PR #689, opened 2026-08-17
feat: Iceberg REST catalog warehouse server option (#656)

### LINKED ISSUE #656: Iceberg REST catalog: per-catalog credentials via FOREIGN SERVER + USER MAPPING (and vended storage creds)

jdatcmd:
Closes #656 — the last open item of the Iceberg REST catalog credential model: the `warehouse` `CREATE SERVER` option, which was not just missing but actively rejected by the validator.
++++++
Go through the records above and copy every line with the word "warehouse".

feat: Iceberg REST catalog warehouse server option (#656)
Closes #656 — the last open item of the Iceberg REST catalog credential model: the `warehouse` `CREATE SERVER` option, which was not just missing but actively rejected by the validator.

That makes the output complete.